§ The task:
State how many lines of the entries below hold the word "testing"; reply with nothing but the number.

[Stored data entries]
++++++++++++++++++++

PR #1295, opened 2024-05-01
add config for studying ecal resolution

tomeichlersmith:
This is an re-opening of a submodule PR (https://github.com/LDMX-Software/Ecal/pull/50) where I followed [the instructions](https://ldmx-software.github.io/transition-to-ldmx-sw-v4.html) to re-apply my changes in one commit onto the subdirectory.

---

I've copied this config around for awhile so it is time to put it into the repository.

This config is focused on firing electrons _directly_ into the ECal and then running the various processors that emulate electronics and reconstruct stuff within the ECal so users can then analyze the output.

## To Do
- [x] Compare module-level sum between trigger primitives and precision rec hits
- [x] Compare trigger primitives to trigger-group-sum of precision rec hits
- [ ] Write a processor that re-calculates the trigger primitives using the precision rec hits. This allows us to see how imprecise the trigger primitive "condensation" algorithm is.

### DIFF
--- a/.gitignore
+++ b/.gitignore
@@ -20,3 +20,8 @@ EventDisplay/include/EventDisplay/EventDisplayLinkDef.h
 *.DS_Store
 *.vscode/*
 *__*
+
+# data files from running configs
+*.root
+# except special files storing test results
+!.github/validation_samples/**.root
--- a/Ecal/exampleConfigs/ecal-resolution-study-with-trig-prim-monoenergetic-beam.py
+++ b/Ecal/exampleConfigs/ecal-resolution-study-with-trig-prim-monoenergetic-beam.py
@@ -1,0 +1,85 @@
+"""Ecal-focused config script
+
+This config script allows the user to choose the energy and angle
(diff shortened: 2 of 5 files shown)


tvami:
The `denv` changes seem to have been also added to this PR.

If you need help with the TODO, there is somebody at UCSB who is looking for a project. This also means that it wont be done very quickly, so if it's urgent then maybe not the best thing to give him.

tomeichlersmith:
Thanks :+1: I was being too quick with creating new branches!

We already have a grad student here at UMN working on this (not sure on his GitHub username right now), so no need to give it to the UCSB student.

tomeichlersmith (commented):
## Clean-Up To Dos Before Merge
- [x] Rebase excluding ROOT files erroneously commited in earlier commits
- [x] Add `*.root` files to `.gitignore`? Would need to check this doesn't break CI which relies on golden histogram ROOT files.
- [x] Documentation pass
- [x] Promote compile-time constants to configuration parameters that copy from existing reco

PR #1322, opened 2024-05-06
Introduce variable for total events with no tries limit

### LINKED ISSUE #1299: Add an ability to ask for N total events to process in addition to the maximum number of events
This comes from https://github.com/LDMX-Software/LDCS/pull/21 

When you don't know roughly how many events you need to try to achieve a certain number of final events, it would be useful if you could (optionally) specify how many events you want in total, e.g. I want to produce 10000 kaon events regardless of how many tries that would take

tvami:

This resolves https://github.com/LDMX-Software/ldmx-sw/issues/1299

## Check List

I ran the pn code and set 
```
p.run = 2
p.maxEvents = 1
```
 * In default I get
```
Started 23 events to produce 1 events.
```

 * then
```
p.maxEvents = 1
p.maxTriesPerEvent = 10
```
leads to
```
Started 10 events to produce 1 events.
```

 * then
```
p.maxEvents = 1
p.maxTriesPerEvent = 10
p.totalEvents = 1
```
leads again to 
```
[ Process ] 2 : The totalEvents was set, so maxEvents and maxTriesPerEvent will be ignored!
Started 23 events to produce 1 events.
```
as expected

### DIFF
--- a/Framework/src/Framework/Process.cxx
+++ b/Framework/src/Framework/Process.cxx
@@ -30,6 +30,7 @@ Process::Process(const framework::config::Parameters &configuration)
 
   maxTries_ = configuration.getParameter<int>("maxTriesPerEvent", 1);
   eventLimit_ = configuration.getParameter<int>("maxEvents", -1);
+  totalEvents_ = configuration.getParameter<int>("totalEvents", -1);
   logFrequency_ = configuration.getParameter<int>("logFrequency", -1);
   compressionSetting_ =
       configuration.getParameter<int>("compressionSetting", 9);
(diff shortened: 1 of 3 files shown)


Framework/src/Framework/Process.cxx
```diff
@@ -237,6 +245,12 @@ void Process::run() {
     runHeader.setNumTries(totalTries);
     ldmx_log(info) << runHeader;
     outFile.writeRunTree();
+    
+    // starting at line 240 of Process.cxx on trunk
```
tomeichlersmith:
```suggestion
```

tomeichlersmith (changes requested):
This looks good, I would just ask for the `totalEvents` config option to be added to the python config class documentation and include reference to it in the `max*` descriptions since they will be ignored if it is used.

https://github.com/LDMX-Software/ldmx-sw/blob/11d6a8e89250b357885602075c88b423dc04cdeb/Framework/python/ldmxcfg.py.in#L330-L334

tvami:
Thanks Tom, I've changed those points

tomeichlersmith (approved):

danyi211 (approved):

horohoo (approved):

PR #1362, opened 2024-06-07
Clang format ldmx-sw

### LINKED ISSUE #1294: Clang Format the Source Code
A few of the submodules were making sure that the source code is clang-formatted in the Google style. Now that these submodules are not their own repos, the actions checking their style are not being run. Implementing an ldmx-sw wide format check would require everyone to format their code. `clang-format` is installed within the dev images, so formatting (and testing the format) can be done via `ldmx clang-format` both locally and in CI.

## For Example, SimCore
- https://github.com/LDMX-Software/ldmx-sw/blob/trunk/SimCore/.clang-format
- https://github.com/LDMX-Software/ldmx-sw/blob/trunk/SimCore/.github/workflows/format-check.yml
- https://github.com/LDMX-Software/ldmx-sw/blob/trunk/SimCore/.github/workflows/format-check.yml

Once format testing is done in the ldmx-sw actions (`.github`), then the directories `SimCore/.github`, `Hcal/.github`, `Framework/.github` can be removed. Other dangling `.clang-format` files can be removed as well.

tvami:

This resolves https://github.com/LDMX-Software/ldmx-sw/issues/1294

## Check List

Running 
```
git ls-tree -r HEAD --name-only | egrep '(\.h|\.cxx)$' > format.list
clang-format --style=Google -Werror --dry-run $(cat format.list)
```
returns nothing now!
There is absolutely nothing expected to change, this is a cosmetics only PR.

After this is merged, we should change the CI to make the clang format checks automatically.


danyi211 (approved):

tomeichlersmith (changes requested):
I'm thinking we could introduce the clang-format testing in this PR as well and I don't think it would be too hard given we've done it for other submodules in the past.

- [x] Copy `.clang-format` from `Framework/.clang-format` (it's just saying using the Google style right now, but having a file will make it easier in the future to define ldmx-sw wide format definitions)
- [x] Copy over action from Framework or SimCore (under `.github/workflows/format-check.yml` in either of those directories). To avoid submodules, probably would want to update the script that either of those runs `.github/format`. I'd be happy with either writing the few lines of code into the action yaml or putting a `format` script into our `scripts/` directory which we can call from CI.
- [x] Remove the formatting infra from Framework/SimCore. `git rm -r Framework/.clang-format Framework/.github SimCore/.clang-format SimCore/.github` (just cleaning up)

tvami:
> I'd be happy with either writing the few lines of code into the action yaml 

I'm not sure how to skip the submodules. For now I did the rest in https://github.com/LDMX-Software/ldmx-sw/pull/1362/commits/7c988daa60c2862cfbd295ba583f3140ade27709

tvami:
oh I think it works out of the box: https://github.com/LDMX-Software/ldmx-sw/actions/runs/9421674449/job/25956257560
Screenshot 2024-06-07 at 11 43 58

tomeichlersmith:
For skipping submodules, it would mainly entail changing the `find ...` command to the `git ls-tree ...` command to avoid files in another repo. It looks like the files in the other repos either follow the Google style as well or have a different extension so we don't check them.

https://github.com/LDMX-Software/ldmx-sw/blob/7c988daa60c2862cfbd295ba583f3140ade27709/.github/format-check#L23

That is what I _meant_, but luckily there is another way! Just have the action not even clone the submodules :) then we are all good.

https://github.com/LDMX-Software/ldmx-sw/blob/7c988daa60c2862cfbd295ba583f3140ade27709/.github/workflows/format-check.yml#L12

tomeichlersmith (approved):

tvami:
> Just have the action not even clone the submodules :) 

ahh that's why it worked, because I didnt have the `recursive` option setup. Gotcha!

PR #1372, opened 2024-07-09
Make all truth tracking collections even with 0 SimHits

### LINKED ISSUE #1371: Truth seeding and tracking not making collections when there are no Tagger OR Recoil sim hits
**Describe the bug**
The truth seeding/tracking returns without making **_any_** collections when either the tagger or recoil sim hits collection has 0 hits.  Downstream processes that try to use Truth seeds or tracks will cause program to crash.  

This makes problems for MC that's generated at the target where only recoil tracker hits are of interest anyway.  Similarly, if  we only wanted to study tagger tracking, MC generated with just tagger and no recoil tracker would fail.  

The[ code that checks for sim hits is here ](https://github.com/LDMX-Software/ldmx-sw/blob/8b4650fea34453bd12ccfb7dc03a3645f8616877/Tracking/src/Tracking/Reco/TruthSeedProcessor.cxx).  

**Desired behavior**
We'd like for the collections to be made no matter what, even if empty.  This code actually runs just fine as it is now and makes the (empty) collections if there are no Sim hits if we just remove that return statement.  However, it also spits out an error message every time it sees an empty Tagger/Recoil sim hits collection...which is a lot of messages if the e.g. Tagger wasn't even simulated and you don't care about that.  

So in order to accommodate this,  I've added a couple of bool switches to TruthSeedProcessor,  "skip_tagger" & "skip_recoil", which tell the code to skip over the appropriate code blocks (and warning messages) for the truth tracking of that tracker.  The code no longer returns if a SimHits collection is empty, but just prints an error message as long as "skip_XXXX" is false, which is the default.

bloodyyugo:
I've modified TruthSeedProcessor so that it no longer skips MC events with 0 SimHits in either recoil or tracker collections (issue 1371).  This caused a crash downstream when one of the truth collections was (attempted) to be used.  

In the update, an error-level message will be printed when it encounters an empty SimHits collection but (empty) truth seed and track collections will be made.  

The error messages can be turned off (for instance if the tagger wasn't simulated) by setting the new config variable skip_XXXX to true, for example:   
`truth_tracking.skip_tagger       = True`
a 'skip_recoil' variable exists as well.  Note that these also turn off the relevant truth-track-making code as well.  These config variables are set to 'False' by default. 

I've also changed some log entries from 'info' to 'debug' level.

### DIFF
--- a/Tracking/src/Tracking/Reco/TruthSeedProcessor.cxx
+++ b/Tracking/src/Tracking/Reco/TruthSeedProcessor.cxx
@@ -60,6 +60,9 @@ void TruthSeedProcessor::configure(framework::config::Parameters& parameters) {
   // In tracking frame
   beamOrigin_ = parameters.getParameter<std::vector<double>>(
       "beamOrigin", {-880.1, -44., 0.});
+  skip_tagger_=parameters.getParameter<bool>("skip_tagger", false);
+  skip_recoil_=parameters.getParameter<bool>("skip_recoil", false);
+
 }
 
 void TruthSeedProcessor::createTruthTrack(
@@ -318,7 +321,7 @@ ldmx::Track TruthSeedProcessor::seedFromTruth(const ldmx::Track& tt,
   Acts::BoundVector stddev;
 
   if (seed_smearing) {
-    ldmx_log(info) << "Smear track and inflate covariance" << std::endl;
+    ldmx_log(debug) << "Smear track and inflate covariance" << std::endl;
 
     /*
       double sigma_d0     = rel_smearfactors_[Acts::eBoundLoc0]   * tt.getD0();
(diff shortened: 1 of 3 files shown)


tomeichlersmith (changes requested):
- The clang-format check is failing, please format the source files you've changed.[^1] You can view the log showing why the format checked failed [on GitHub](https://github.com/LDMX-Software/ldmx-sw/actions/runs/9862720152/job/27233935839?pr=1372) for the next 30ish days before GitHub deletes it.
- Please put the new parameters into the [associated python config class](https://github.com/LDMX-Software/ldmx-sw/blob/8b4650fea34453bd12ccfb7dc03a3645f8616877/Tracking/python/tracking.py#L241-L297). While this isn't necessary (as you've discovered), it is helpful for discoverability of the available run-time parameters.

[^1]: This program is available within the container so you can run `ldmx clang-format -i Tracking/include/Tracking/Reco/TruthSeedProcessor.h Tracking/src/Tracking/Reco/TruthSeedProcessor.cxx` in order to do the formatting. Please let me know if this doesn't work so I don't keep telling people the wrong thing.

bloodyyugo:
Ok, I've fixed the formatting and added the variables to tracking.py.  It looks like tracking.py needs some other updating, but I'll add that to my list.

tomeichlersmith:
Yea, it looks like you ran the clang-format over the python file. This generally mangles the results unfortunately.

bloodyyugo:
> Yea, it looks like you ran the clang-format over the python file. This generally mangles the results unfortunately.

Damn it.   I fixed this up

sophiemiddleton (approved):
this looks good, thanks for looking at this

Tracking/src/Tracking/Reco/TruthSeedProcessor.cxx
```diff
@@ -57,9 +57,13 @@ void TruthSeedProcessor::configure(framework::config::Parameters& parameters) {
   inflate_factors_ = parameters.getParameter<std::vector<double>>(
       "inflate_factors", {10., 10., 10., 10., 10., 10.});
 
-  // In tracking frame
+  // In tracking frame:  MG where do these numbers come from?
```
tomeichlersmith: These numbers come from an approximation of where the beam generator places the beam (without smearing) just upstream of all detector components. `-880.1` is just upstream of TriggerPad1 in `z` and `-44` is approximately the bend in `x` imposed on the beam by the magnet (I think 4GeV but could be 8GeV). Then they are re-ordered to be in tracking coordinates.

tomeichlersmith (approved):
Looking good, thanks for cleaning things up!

++++++++++++++++++++

§ Finished task:
3